4. B modeling#
4.1. Characteristics of modeling#
This modeling is strictly identical to the previous one. In order to test that the HM-XFEM model is functional with TRIA6, we choose to subdivide the 5 QUAD8 from the previous modeling, each into 2 TRIA6. This makes a total of 10 quadratic triangular elements. As before, the triangular elements contained in the extreme quadrangles are not enriched.

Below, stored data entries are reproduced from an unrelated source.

PR #2398, opened 2024-02-08
Fix dynamic framework lipo issue

keith:
Previously when a dynamic framework was lipo'd and then bitcode
stripped, the bitcode stripping would replace the lipo'd binary and
you'd end up with a binary that contained more architectures than were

On the contrario those contained in the 3 central quadrangles are enriched by the Heaviside function.
4.2. Characteristics of the mesh#
The mesh consists of 10 quadratic triangular cells (TRIA6).
4.3. Tested sizes and results#
The results (resolution with STAT_NON_LINE) are summarized in the table below according to the \(y\) direction. The tolerance is set to \({10}^{\text{-6}}\). To test all the nodes of the bar at the same time, we calculate MIN and MAX.
Quantities tested |
Reference type |
Reference value |
Tolerance (%) |
DY (below) MIN |
“ANALYTIQUE” |
-4.323558729E-03 |
0.0001 |
DY (below) MAX |
“ANALYTIQUE” |
-4.323558729E-03 |
0.0001 |
DY (above) MIN |
“ANALYTIQUE” |
4.297130927-03 |
0.0001 |
DY (above) MAX |
“ANALYTIQUE” |
4.297130927-03 |
0.0001 |
The results (resolution with STAT_NON_LINE) are summarized in the table below according to the \(x\) direction. To test all the nodes of the bar at the same time, we calculate MIN and MAX.
Quantities tested |
Reference type |
Reference value |
Tolerance (%) |
DX (below) MIN |
“ANALYTIQUE” |
0 |
0.0001 |
DX (below) MAX |
“ANALYTIQUE” |
0 |
0.0001 |
DX (above) MIN |
“ANALYTIQUE” |
0 |
0.0001 |
DX (above) MAX |
“ANALYTIQUE” |
0 |
0.0001 |
We can then observe, as in the case of modeling A, a clear discontinuity in the field of displacement linked to the presence of the interface crossing the massif. This suggests that the Heaviside function has taken into account the enrichment of the displacement field approximation.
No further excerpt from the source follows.